定まらない生活であるのだから「流民」といわざるを得ない。しかし、「棄民」にはしないで欲しいと言う。そして、町長は、憲法29条「財産権」、25条「生存権」、23条「幸福追求権」を挙げ、浪江町民はこの3つの権利、先祖から譲られた財産を持つ権利、健康に生きる権利、幸せになる権利を奪われた。人間には、誰でも幸せに生きる権利がある。それを、原発は、奪ってしまった。」
「我々にとって森は生活の場なのです、キャンプ場ではない、生活
の場そのもの。それを、国は森林は広いから、誰も住んでいないから除染できないと言う。認識が違う」
国や県の支援が遅れ、被曝検査が遅れる事態を語る馬場町長の口調
は厳しく、今もって生々しく原発事故が続いており、原発による生活破壊が文字通り根こそぎであることをリアルに実感させた。震災以来1年7ヶ月で、浪江町民は、195人が災害関連死を死因として亡くなり、要介護となった高齢者は通常の場合の2.5倍にもなり、肉体的にも精神的にも疲弊している。
そのような中でも、町の開業医がこぞって診療を手伝い診療所を開
設するなどの動きがあって嬉しかった、また、町民全てに健康管理手帳、いわば原爆手帳を配布したことが話された。健康管理手帳は、原爆の被災者が後々までその被害を実証できないがために補償を受けられない事実を踏まえ、町が独自に交付したものである。
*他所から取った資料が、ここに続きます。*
PR #31759, opened 2026-06-25
BUG: aligned access for the descriptor fields struct on 32bit abi3t

ngoldbaum:
Over in https://github.com/PyO3/rust-numpy/pull/556 work is ongoing to add abi3t support for crates that depend on PyO3 and rust-numpy.

There is [a failing test run](https://github.com/PyO3/rust-numpy/actions/runs/27867012031/job/82473307007?pr=556) for win32 3.15t, in a test that accesses the `metadata` field for a datetime dtype instance.

I was able to track this down to the uint64 `flags` field on the `PyArray_Descr_fields` and `_PyArray_LegacyDescr_fields` structs.

On a 32 bit free-threaded build, `sizeof(PyObject)` is 20 bytes. That places the `flags` field at a 4-byte aligned address instead of an 8-byte aligned address, the compiler inserts some padding bytes, and suddenly the fields access function is returning addresses at the wrong offset for all fields *after* the `flags` entry.

The fix I landed on was to define the `flags` as two 32 bit integers. Each gets read individually, and the compiler inserts no more packing bytes into the struct. Inside the `flags` access macro, we re-assemble the lo and hi parts of the 64 bit int.

Also adds a static assert in case a future change to `sizeof(PyObject)` breaks our assumptions here. Also adds a regression test to access the datetime metadata field, like the rust-numpy test did.

I used Claude to help identify and fix this bug.

### DIFF
--- a/numpy/_core/include/numpy/ndarraytypes.h
+++ b/numpy/_core/include/numpy/ndarraytypes.h
@@ -616,6 +616,23 @@ typedef struct {
                                 NPY_ITEM_IS_POINTER | NPY_ITEM_REFCOUNT | \
                                 NPY_NEEDS_INIT | NPY_NEEDS_PYAPI)
 
+/*
+ * Under Py_TARGET_ABI3T these field structs are overlaid at
+ * `(char *)obj + sizeof(PyObject)`, which is only pointer-aligned on 32-bit
+ * free-threaded builds (there sizeof(PyObject) is 20 bytes). An 8-byte
+ * `npy_uint64 flags` member would be over-aligned and packing bytes would shift
+ * every later field, so expose it as two 32-bit halves.
+ */
+#if defined(Py_TARGET_ABI3T)
+    #if NPY_BYTE_ORDER == NPY_BIG_ENDIAN
+        #define NPY_DT_FLAGS_FIELD npy_uint32 _flags_hi; npy_uint32 _flags_lo;
+    #else
+        #define NPY_DT_FLAGS_FIELD npy_uint32 _flags_lo; npy_uint32 _flags_hi;
+    #endif
+#else
+    #define NPY_DT_FLAGS_FIELD npy_uint64 flags;
+#endif
+
 #if NPY_FEATURE_VERSION >= NPY_2_0_API_VERSION
 /*
  * Public version of the Descriptor struct as of 2.x
@@ -647,7 +664,7 @@ typedef struct _PyArray_Descr_fields {
         /* number representing this type */
         int type_num;
         /* Space for dtype instance specific flags. */
-        npy_uint64 flags;
+        NPY_DT_FLAGS_FIELD
         /* element size (itemsize) for this type */
         npy_intp elsize;
         /* alignment needed for this type */
@@ -708,7 +725,7 @@ typedef struct {
         char byteorder;
         char _former_flags;
         int type_num;
-        npy_uint64 flags;
+        NPY_DT_FLAGS_FIELD
         npy_intp elsize;
         npy_intp alignment;
         PyObject *metadata;
--- a/numpy/_core/include/numpy/npy_2_compat.h
+++ b/numpy/_core/include/numpy/npy_2_compat.h
@@ -151,7 +151,11 @@ PyArray_ImportNumPyAPI(void)
     static inline npy_uint64
     PyDataType_FLAGS(const PyArray_Descr *dtype)
     {
-    #if NPY_FEATURE_VERSION >= NPY_2_0_API_VERSION
+    #if defined(Py_TARGET_ABI3T)
+        /* flags is stored as two 32-bit halves here (see ndarraytypes.h). */
+        const PyArray_Descr_fields *_f = _PyDataType_GET_ITEM_DATA(dtype);
+        return ((npy_uint64)_f->_flags_hi << 32) | (npy_uint64)_f->_flags_lo;
+    #elif NPY_FEATURE_VERSION >= NPY_2_0_API_VERSION
         return _PyDataType_GET_ITEM_DATA(dtype)->flags;
     #else
         return (unsigned char)dtype->flags;  /* Need unsigned cast on 1.x */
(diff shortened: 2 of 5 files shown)


numpy/_core/include/numpy/ndarraytypes.h
```diff
@@ -616,6 +616,23 @@ typedef struct {
...
                                 NPY_NEEDS_INIT | NPY_NEEDS_PYAPI)
 
+/*
+ * Under Py_TARGET_ABI3T these field structs are overlaid at
+ * `(char *)obj + sizeof(PyObject)`, which is only pointer-aligned on 32-bit
+ * free-threaded builds (there sizeof(PyObject) is 20 bytes). An 8-byte
+ * `npy_uint64 flags` member would be over-aligned and packing bytes would shift
+ * every later field, so expose it as two 32-bit halves.
+ */
+#if defined(Py_TARGET_ABI3T)
```
ngoldbaum, line 626: Maybe this condition should also include e.g. `&& IS_32BIT`.

ngoldbaum: Hmm, on second thought I bet this doesn't work at all on a 32-bit GIL-enabled interpreter (which might run an extension built with `Py_TARGET_ABI3T`, which implies `Py_GIL_DISABLED`), since PyObject is 8 bytes there and there's no padding to correct for...

ngoldbaum: OK, I think what we actually need to fix 32 bit builds is *new explicit accessor API functions* for all of the fields after `flags` that might be impacted by this alignment/packing issue. We can handle all of this in NumPy, we just can't handle it in the single `GET_ITEM_DATA` API function we have now.

That also probably means 32bit builds abi3t can't be supported until NumPy 2.6 because we need API functions to fix this ☹️.

Ping @seberg.

ngoldbaum:
I'm going to close this PR because the approach is unsound and open a followup issue.

seberg:
> On a 32 bit free-threaded build, sizeof(PyObject) is 20 bytes. That places the flags field at a 4-byte aligned address instead of an 8-byte aligned address, the compiler inserts some padding bytes, and suddenly the fields access function is returning addresses at the wrong offset for all fields after the flags entry.

All of this sounds like a Python bug though?  Python has to guarantee `max_align_t` alignment of the actual fields.

EDIT: OK, it does guarantee for the whole object, but if `PyObject` isn't a multiple of that it seems to me we are in deep trouble.  At that point the whole `PyObject_GetTypeData()` function becomes useless for many objects.  And I _think_ the whole thing is broken, because `.tp_basicsize = -sizeof(my_struct)` is unclear that it'll do the right thing either, because it'll presumably **not** ensure padding to `max_align_t` there.

Or in other words: The only real solution to me seems for Python to ensure `max_align_t` size in a sense.  That may not sound great, but anything else means that these patterns becomes unusable without extreme care in 32bit.

da-woods:
> And I think the whole thing is broken, because `.tp_basicsize = -sizeof(my_struct)` is unclear that it'll do the right thing either, because it'll presumably not ensure padding to `max_align_t` there.

I believe that with will align to max_align_t (https://github.com/python/cpython/blob/285d96dd784620fe8afb02688abe72a916555061/Objects/typeobject.c#L5133 and https://github.com/python/cpython/blob/285d96dd784620fe8afb02688abe72a916555061/Objects/typeobject.c#L6088).

That makes `PyObject_GetTypeData` correct on an object declared with negative size (which is how it's intended to be used).

But I think it makes the assumption that

```
struct S{
   PyObject_HEAD
   int data1;
   int data2;
};
```

is safe to access through a

```
struct T{
    int data1;
    int data2;
};
```

pointer dodgy. (I think I did claim it was dodgy at the time, but failed to identify *this* as the reason).

So it really means that it's only safe if you consistently treat a `PyObject*` and opaque or non-opaque.

seberg:
Ah, thanks for the note @da-woods, right.  If Python does insert the extra alignment for such types, then a type defined via the opaque API can talk to others safely.

But it is still super annoying :(.  Sure, using accessors functions works, but it means that we are far worse off then stable ABI objects here.  I don't find it very enticing.

Part of me wonders if the right thing wouldn't be to just add the extra padding in NumPy if running on Python 3.15+.  That breaks all existing Python 3.15 downstream that are already build against NumPy 2.5 which are also:
* 32bit
* free-threaded
* (It doesn't break other builds, because for them nothing changes.)

But :shrug:, waiting for 3.16+ wouldn't be better, it's not like NumPy has a release for 3.15+ available yet, so in a sense we can do that?

Of course... We can also rip this all out and introduce a giant family of getter functions...  In theory this affects pretty much all our objects (in practice it _may_ not but for those others adding padding would also do nothing).

(EDIT: I dunno, maybe that is crazy and Cython might be a bit annoying about it as well if the size is Python dependent?  And I just really need to warm up to "accessors all the way" even if everything is designed to _not_ require this.
But I of course already find a per-object GetFields function an unnecessary hedge for a future where ABI flexibility reasons that I really don't begin to see being useful as it seems to assume opaque API as the only API and even then seems rather pointless to me.)

seberg:
> pointer dodgy. (I think I did claim it was dodgy at the time, but failed to identify this as the reason).

We were discussing it being dodgy because of aliasing rules mostly, IIRC.  If you still think that, then we would have to just stop this all.  For the alignment issue, manual alignment is at least conceivable (i.e. align the normal ABI with what an *opaque* API would do in practice for its objects as I said above).

da-woods:
> > pointer dodgy. (I think I did claim it was dodgy at the time, but failed to identify this as the reason).
> 
> We were discussing it being dodgy because of aliasing rules mostly, IIRC.

Yes indeed. I can't claim to have had an really useful advanced insight here. 

> Cython might be a bit annoying about it as well if the size is Python dependent?

For the moment I'm assuming that it's hard to mix opaque and non-opaque modules useful (or at least, they can only mix one way because we can always make things opaque). The only complication is the memoryview internal classes. I'll have to go back and check if they have this alignment issue on 32 bits. If not, it'll be luck rather than judgment.

Issue #361, opened 2020-08-17
SNOW-183907: Loading data with write_pandas/to_sql does not honor column defaults


kyleflan:
1. What version of Python are you using (`python --version`)? Python 3.8.2

2. What operating system and processor architecture are you using (`python -c 'import platform; print(platform.platform())'`)? Linux-4.19.84-microsoft-standard-x86_64-with-glibc2.29

3. What are the component versions in the environment (`pip list`)? 
```
Package                    Version    
-------------------------- -----------
asn1crypto                 1.3.0      
astroid                    2.4.2      
attrs                      19.3.0     
azure-common               1.1.25     
azure-core                 1.7.0      
azure-storage-blob         12.3.2     
backcall                   0.2.0      
boto3                      1.14.29    
botocore                   1.17.29    
certifi                    2020.6.20  
cffi                       1.14.1     
chardet                    3.0.4      
contextlib2                0.6.0.post1
cryptography               2.9.2      
cycler                     0.10.0     
datarobot                  2.21.3     
decorator                  4.4.2      
docutils                   0.15.2     
idna                       2.9        
ipykernel                  5.3.4      
ipython                    7.16.1     
ipython-genutils           0.2.0      
isodate                    0.6.0      
isort                      4.3.21     
jedi                       0.17.2     
jmespath                   0.10.0     
jupyter-client             6.1.6      
jupyter-core               4.6.3      
kiwisolver                 1.2.0      
lazy-object-proxy          1.4.3      
matplotlib                 3.3.0      
mccabe                     0.6.1      
msrest                     0.6.17     
numpy                      1.19.1     
oauthlib                   3.1.0      
oscrypto                   1.2.0      
pandas                     1.0.5      
parso                      0.7.1      
pexpect                    4.8.0      
pickleshare                0.7.5      
Pillow                     7.2.0      
pip                        20.0.2     
pkg-resources              0.0.0      
prompt-toolkit             3.0.5      
ptyprocess                 0.6.0      
pyarrow                    0.17.1     
pycparser                  2.20       
pycryptodomex              3.9.8      
Pygments                   2.6.1      
PyJWT                      1.7.1      
pylint                     2.5.3      
pyOpenSSL                  19.1.0     
pyparsing                  2.4.7      
python-dateutil            2.8.1      
pytz                       2020.1     
PyYAML                     5.3.1      
pyzmq                      19.0.1     
requests                   2.23.0     
requests-oauthlib          1.3.0      
[...]

Issue #329, opened 2020-06-23
SNOW-170139: CASE_SENSITIVE in write_pandas causes silent failures


bmwilly:
Please answer these questions before submitting your issue. Thanks!

1. What version of Python are you using (`python --version`)?

```
Python 3.8.2
```

2. What operating system and processor architecture are you using (`python -c 'import platform; print(platform.platform())'`)?

```
macOS-10.15.5-x86_64-i386-64bit
```

3. What are the component versions in the environment (`pip list`)? 

```
Package                      Version             Location
---------------------------- ------------------- -------------------------------------------------------
agate                        1.6.1
alembic                      1.4.2
amazon-kclpy                 2.0.1
ansiwrap                     0.8.4
appdirs                      1.4.3
appnope                      0.1.0
arrow                        0.15.6
arviz                        0.8.3
asn1crypto                   1.3.0
async-generator              1.10
atpublic                     1.0
attrs                        19.3.0
autograd                     1.3
autograd-gamma               0.4.2
autopep8                     1.5.1
aws-mfa                      0.0.12
awscli                       1.18.75
azure-common                 1.1.25
azure-core                   1.6.0
azure-nspkg                  3.0.2
azure-storage-blob           12.3.2
azure-storage-common         0.37.1
azure-storage-nspkg          3.1.0
b2                           1.4.2
b2sdk                        0.1.8
Babel                        2.8.0
backcall                     0.2.0
binaryornot                  0.4.4
black                        19.10b0
bleach                       3.1.5
boto                         2.49.0
boto3                        1.11.17
botocore                     1.14.17
Brotli                       1.0.7
brotlipy                     0.7.0
cached-property              1.5.1
cachetools                   4.1.0
catboost                     0.22
certifi                      2020.4.5.2
cffi                         1.13.2
cftime                       1.1.3
chardet                      3.0.4
click                        7.1.1
cloudpickle                  1.4.1
cmdstanpy                    0.4.0
colorama                     0.4.3
conda                        4.8.3
conda-package-handling       1.6.0
configobj                    5.0.6
configparser                 5.0.0
convertdate                  2.2.1
convoys                      0.1.7
cookiecutter                 1.7.0
cryptography                 2.9.2
cycler                       0.10.0
Cython                       0.29.20
cytoolz                      0.10.1
dash                         1.12.0
dash-bootstrap-components    0.10.1
dash-core-components         1.10.0
dash-daq                     0.5.0
[...]

PR #362, opened 2020-08-18
Fix 329 361

kyleflan:
* Fixes issue where using MATCH_BY_COLUMN_NAME led to case sensitivity issues. Replaced with a `quote_identifier` parameter to `write_pandas`, which defaults to False, but if specified as True will quote all identifiers when passing to Snowflake.
* Fixes using `pd_writer` as a method to `DataFrame.to_sql` via `write_pandas` where default columns in a table pre-defined in Snowflake were not having their default values populated

### DIFF
--- a/src/snowflake/connector/pandas_tools.py
+++ b/src/snowflake/connector/pandas_tools.py
@@ -164,7 +164,8 @@ def write_pandas(conn: 'SnowflakeConnection',
 def pd_writer(table: pandas.io.sql.SQLTable,
               conn: Union['sqlalchemy.engine.Engine', 'sqlalchemy.engine.Connection'],
               keys: Iterable,
-              data_iter: Iterable) -> None:
+              data_iter: Iterable,
+              quote_identifiers: bool = True) -> None:
     """This is a wrapper on top of write_pandas to make it compatible with to_sql method in pandas.
 
         Example usage:
@@ -173,12 +174,19 @@ def pd_writer(table: pandas.io.sql.SQLTable,
 
             sf_connector_version_df = pd.DataFrame([('snowflake-connector-python', '1.0')], columns=['NAME', 'NEWEST_VERSION'])
             sf_connector_version_df.to_sql('driver_versions', engine, index=False, method=pd_writer)
+            
+            # to use quote_identifiers=False
+            from functools import partial
+            sf_connector_version_df.to_sql(
+                'driver_versions', engine, index=False, method=partial(pd_writer, quote_identifiers=False))
 
     Args:
         table: Pandas package's table object.
         conn: SQLAlchemy engine object to talk to Snowflake.
         keys: Column names that we are trying to insert.
         data_iter: Iterator over the rows.
+        quote_identifiers: if True (default), quote identifiers passed to Snowflake. If False, identifiers are not
+            quoted (and typically coerced to uppercase by Snowflake)
     """
     sf_connection = conn.connection.connection
     df = pandas.DataFrame(data_iter, columns=keys)
@@ -186,4 +194,5 @@ def pd_writer(table: pandas.io.sql.SQLTable,
                  df=df,
                  # Note: Our sqlalchemy connector creates tables case insensitively
                  table_name=table.name.upper(),
-                 schema=table.schema)
+                 schema=table.schema,
+                 quote_identifiers=quote_identifiers)
--- a/src/snowflake/connector/pandas_tools.py
+++ b/src/snowflake/connector/pandas_tools.py
@@ -36,7 +36,8 @@ def write_pandas(conn: 'SnowflakeConnection',
                  chunk_size: Optional[int] = None,
                  compression: str = 'gzip',
                  on_error: str = 'abort_statement',
-                 parallel: int = 4
+                 parallel: int = 4,
+                 quote_identifiers: bool = False
                  ) -> Tuple[bool, int, int,
                             Sequence[Tuple[str, str, int, int, int, int, Optional[str], Optional[int],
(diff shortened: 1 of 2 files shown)


kyleflan:
@sfc-gh-mkeller do the remaining tests have to be run by your team? Or did I miss a configuration option for the `$PARAMETERS_SECRET` environment variable?

sfc-gh-mkeller:
Hi, @kyleflan 
Thank you for the PR! I'll be more than happy to work with you on this PR.

However; please understand that this is a [behavior change](https://community.snowflake.com/s/article/Pending-Behavior-Change-Log), so I need to get some approvals and announcements before this can be accepted and released.

> @sfc-gh-mkeller do the remaining tests have to be run by your team? Or did I miss a configuration option for the `$PARAMETERS_SECRET` environment variable?

So the `$PARAMETERS_SECRET` is only available to people with write permission to the repository. I need to figure out how to run tests for incoming PRs still, as we just recently moved full development from a private to this public repository.

It is stored in the repository's secrets, so I think after careful inspection of incoming PRs someone with write permission should be able to trigger tests.

If anyone had any input on how to do this properly, I would appreciate the help!

Could you first fix the PR by rebasing onto master? We just introduced the `src` directory.

kyleflan:
Understood about the behavior change. Rebased and pushed.

src/snowflake/connector/pandas_tools.py
```diff
@@ -36,7 +36,8 @@ def write_pandas(conn: 'SnowflakeConnection',
                  chunk_size: Optional[int] = None,
                  compression: str = 'gzip',
                  on_error: str = 'abort_statement',
-                 parallel: int = 4
+                 parallel: int = 4,
+                 quote_identifiers: bool = False
```
sfc-gh-mkeller, line 40: By making this `False` by default is the part that makes this a breaking change. Unfortunately I have still not received approval for this, which is why I have been MIA from your PR @kyleflan

test/pandas/test_pandas_tools.py
```diff
@@ -63,14 +64,100 @@ def test_write_pandas(conn_cnx: Callable[..., Generator['SnowflakeConnection', N
             cnx.execute_string("DROP TABLE IF EXISTS {}".format(table_name))
 
 
+@pytest.mark.parametrize('chunk_size', [5, 4, 3, 2, 1])
+@pytest.mark.parametrize('compression', ['gzip', 'snappy'])
+# Note: since the file will to small to chunk, this is only testing the put command's syntax
+@pytest.mark.parametrize('parallel', [4, 99])
+def test_write_pandas(conn_cnx: Callable[..., Generator['SnowflakeConnection', None, None]],
```
sfc-gh-mkeller, line 71: In general I'd rather have you add one more parametrized argument to the tests than copy paste the whole test just to change one parameter passed down.

test/pandas/test_pandas_tools.py
```diff
@@ -63,14 +64,100 @@ def test_write_pandas(conn_cnx: Callable[..., Generator['SnowflakeConnection', N
             cnx.execute_string("DROP TABLE IF EXISTS {}".format(table_name))
 
 
+@pytest.mark.parametrize('chunk_size', [5, 4, 3, 2, 1])
+@pytest.mark.parametrize('compression', ['gzip', 'snappy'])
+# Note: since the file will to small to chunk, this is only testing the put command's syntax
```
sfc-gh-mkeller, line 69: Oof, I don't know what I was thinking when I wrote this...
```suggestion
# Note: since the file will be too small to chunk, this is only testing the put command's syntax
```

sfc-gh-mkeller (changes requested):
@kyleflan I'd suggest breaking this change into 2 parts. One to deal with #361 and another to deal with #329 
Then we could test and merge the #329 even today to unblock you.
If you don't have time to do this please let me know and I can separate things

kyleflan:
@sfc-gh-mkeller how would you like me to separate them? Two new PRs?

sfc-gh-mkeller:
Both that and transforming this into one of them works for me. I’ll let you decide! 🙂

kyleflan:
What if we set `quote_identifiers=True` by default? That will bring it in line with the current behavior, but offer the opportunity for developers to utilize `write_pandas` without quoted identifiers. 

I still think, long term, it makes more sense for the function to operate similar to SQL clients. At that point, it's just a one-line change if we go this route.

sfc-gh-mkeller:
> I still think, long term, it makes more sense for the function to operate similar to SQL clients. At that point, it's just a one-line change if we go this route.

I agree! Yeah, could we flip the default around.
Also please let's merge the 2 tests, you could add a new parametrized parameter to it to have it run with both of the quote_identifiers turned on and off.
I'm sorry for not responding earlier, I'm a bit spread thin nowadays! 😓

kyleflan:
Done. One thing I added to the docstring of `pd_writer` was a description of how to use the `quote_identifiers` arg when using pandas' `DataFrame.to_sql()`. 

I added a test for that: `test_pandas_to_sql()`. However, it requires the user testing it to have the `snowflake-sqlalchemy` package installed, so I check that the user has it installed before running the test.

sfc-gh-mkeller:
Thank you so much @kyleflan .
I like the changes to the code.
But I would like to add some more tests myself to this PR and remove our SQLAlchemy library from the testing for the connector. I can move your test over to our SQLAlchemy repo and then modify your test here not to not test `snowflake-sqlalchemy`.
If I just close this PR don't be alarmed, I'll pull your changes until now into a local branch and then add the test changes there. This procedure will preserve you as the author of these commits, but you should see a mention on this PR anyways.

PR #366, opened 2020-08-19
SNOW-184712 add sdist test

sfc-gh-mkeller:
In light of the MANIFEST issue from last night I'm adding a test to build and install sdists.

This also makes it so not all tests wait for all build jobs to finish before starting, e.g.: linux tests will only wait for linux build jobs.

### DIFF
--- a/.github/workflows/build_test.yml
+++ b/.github/workflows/build_test.yml
@@ -23,12 +23,35 @@ jobs:
           python-version: '3.x'
       - name: Display Python version
         run: python -c "import sys; import os; print(\"\n\".join(os.environ[\"PATH\"].split(os.pathsep))); print(sys.version); print(sys.executable);"
-      - name: Upgrade setuptools, pip and wheel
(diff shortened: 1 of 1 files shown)


.github/workflows/build_test.yml
```diff
@@ -126,20 +149,47 @@ jobs:
...
+        run: python -c "import sys; print(sys.version)"
+      - name: Upgrade setuptools and pip
+        run: python -m pip install -U setuptools pip
+      - name: Install sdist
+        run: pip install dist/*
+
   test:
     name: Test ${{ matrix.os.download_name }}-${{ matrix.python-version }}-${{ matrix.cloud-provider }}
-    needs: [build-manylinux, build-macos, build-windows]
+    needs: ${{ matrix.os.needs }}
```
sfc-gh-mkeller, line 178: Unfortunately it seems like this is not possible.
See: https://github.community/t/matrix-variable-does-not-work-in-needs-keyword/16972/2
Going to roll this back.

そして、馬場町長は最後に、「浪江町は再起に向かって動き出して
いる。我々は5年も戻れない。5年はいかにも長い。今70歳の人は、75歳になってしまう。町長、私はいくつになってしまうだろうと話しかけられると本当に辛い。夢物語と言われるでしょうが、私は、元通りの浪江町を取り戻したいと考えています。」と述べられた。
 客観的にそれはかなり難しかろうと思ったが、すべからく、今日を
生きることの積み重ねでしか未来には向かえないのであれば浪江の人々が厳しい「今日」を生き抜くために、「必ず戻る」という希望が支えになると思えばこそ、馬場町長はそのことを言うのであろう。


馬場町長は、静かな話し方をする、小柄な人だった。名刺には、「復興支援にご協力を!」と刷り込まれ、ご自身の名前より大きな活字で「福島県浪江町」と書かれていた。